BRIEF → Filter the entries for lines with the word "variableState".

Collected data entries:
══════
PR #1352, opened 2024-07-11
Fixes #1296: Don't fail live update when user has no access to variables

### LINKED ISSUE #1296: Figma Live Update fails if the access token doesn't have read access for variables
@johnoneil just found this out. I don't think we'd realized this before and we'll need to update documentation to note that users will need their token to have both file read and variable read.

yiqunw700:
1. Log an error in logcat when variable fetch fails
2. Show a warning message in DesignSwitcher when variable value look up fails in VariableManager
3. Update NumOrVar and ColorOrVar to hold a fallback value


timothyfroehlich:
Looks pretty great! And you've tested it with a Figma Token that doesn't have Variable access?

yiqunw700:
> Looks pretty great! And you've tested it with a Figma Token that doesn't have Variable access?

Yes, I tested the variable mode test in the validation app with a token without variable access.

crates/figma_import/src/toolkit_font_style.rs
```diff
@@ -100,8 +100,10 @@ impl PartialEq for FontWeight {
                 NumOrVar::Num(o) => f32_eq(n, o),
                 _ => false,
             },
-            NumOrVar::Var(v) => match &other.0 {
-                NumOrVar::Var(o) => v == o,
+            NumOrVar::Var { id: id1, fallback: num } => match &other.0 {
```
iamralpht, line 103: This is the existing structure of the function, but there might be a cleaner way to do it like 
```
match (&self.0, &other.0) {
  (NumOrVar::Num(&a, _), NumOrVar::Num(&b, _)) => a == b,
...
```

iamralpht (approved):
Looks good! Only one minor thing -- can fix now or file a ticket to follow up later.

designcompose/src/main/java/com/android/designcompose/VariableManager.kt
```diff
@@ -200,23 +205,25 @@ internal object VariableManager {
...
             return v.getColor(varMap, variableState)
         }
-        return null
+        Feedback.documentVariableMissingWarning(currentDocId, varId)
+        return fallback
     }
 
     // Given a variable ID, return the number associated with it
-    internal fun getNumber(varId: String, variableState: VariableState): Float? {
+    internal fun getNumber(varId: String, fallback: Float?, variableState: VariableState): Float? {
```
timothyfroehlich, line 220: How does fallback work? Does it get the fallback value from the doc?

timothyfroehlich (changes requested):
Looks good, but I'd like to see documentation added (to `docs/_docs/variables.md`) that provides a good explanation of what's going on. It should include what is required to enable Variable support (Figma Enterprise and a key with the right permissions) and what happens when you don't have Variable support (i.e. how does the fallback work?). Please also update `docs/_docs/live-update/setup.md` to note the need for Variable access in the Figma token (it's currently incorrect).

designcompose/src/main/java/com/android/designcompose/VariableManager.kt
yiqunw700: Yes. The fallback is the value, the number in this case.

yiqunw700:
> Looks good, but I'd like to see documentation added (to `docs/_docs/variables.md`) that provides a good explanation of what's going on. It should include what is required to enable Variable support (Figma Enterprise and a key with the right permissions) and what happens when you don't have Variable support (i.e. how does the fallback work?). Please also update `docs/_docs/live-update/setup.md` to note the need for Variable access in the Figma token (it's currently incorrect).

Updated. Please take a look.
Also, I am wondering if there is a way to preview the documentation change in the browser... I would like to see how my change in the documentation looks..

crates/figma_import/src/toolkit_font_style.rs
yiqunw700: Done.

timothyfroehlich:
> > Looks good, but I'd like to see documentation added (to `docs/_docs/variables.md`) that provides a good explanation of what's going on. It should include what is required to enable Variable support (Figma Enterprise and a key with the right permissions) and what happens when you don't have Variable support (i.e. how does the fallback work?). Please also update `docs/_docs/live-update/setup.md` to note the need for Variable access in the Figma token (it's currently incorrect).
> 
> Updated. Please take a look. Also, I am wondering if there is a way to preview the documentation change in the browser... I would like to see how my change in the documentation looks..

Yep, follow the instructions in docs/README.md. They should still be correct, though I haven't done it in a while.

crates/figma_import/src/toolkit_schema.rs
```diff
@@ -43,7 +43,7 @@ impl NumOrVar {
     ) -> NumOrVar {
         let var = bound_variables.get_variable(var_name);
         if let Some(var) = var {
-            NumOrVar::Var(var)
+            NumOrVar::Var { id: var, fallback: num }
```
rylin8, line 46: Nice that using the value from Figma was relatively easy.

docs/_docs/variables.md
```diff
@@ -15,33 +16,48 @@ nav_order: 11
...
 - Corner radius
 
-Using variables instead of fixed values in your Figma design file requires no change on the developer side. In order to change a variable value in your application, DesignCompose has several functions to help with this.
+In order to change a variable value in your application, DesignCompose has several functions to help
+with this.
+
+However, developers must have a full seat in an **Enterprise** org to use the [Variables REST
+API][3]. If a design file uses variables, developers need to use a [figma auth token][4] that
+has the `file_variables:read` scope to be able to download the variables. If developers are not
+part of Enterprise plan or use an auth token that don't have access to variables, the design will
```
rylin8, line 25: I would say: "part of an Enterprise plan or use an auth token that doesn't have access to variables,"

docs/_docs/variables.md
```diff
@@ -15,33 +16,48 @@ nav_order: 11
...
+use the node values directly and the variable functions, as described below, will not change upon
+changing variable collection or variable mode.
```
rylin8, line 27: I would say something like: "use the node values directly, and the variable functions below will have no effect."

docs/_docs/live-update/setup.md
```diff
@@ -25,7 +25,10 @@ To configure access to your documents, you need to generate an access token.
 
 2. Scroll down to **Personal access tokens** and click **Generate new token**
 
-3. Automotive Design for Compose requires a token with read-only File content access. All other scopes can be left set to "No access". Set the permissions appropriately, enter a name for the token and set the expiration, then click **Generate token**
+3. Automotive Design for Compose requires a token with read-only File content access and read-only Variables access if available. All other scopes can be left set to "No access". Set the permissions appropriately, enter a name for the token and set the expiration, then click **Generate token**
+    * Note: variable access is only available to Enterprise plan. If variable access is not
```
rylin8, line 29: "only available under the Figma Enterprise plan"

docs/_docs/live-update/setup.md
```diff
@@ -25,7 +25,10 @@ To configure access to your documents, you need to generate an access token.
 
 2. Scroll down to **Personal access tokens** and click **Generate new token**
 
-3. Automotive Design for Compose requires a token with read-only File content access. All other scopes can be left set to "No access". Set the permissions appropriately, enter a name for the token and set the expiration, then click **Generate token**
+3. Automotive Design for Compose requires a token with read-only File content access and read-only Variables access if available. All other scopes can be left set to "No access". Set the permissions appropriately, enter a name for the token and set the expiration, then click **Generate token**
+    * Note: variable access is only available to Enterprise plan. If variable access is not 
+      available, developers can still get most of the functionalities work with DesignCompose
```
rylin8, line 30: "most of the DesignCompose functionality"

yiqunw700: Done.

docs/_docs/live-update/setup.md
yiqunw700: Done.

docs/_docs/variables.md
yiqunw700: Done.

docs/_docs/variables.md
yiqunw700: Done.

timothyfroehlich (approved):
══════
SOLUTION →
             return v.getColor(varMap, variableState)
-    internal fun getNumber(varId: String, variableState: VariableState): Float? {
+    internal fun getNumber(varId: String, fallback: Float?, variableState: VariableState): Float? {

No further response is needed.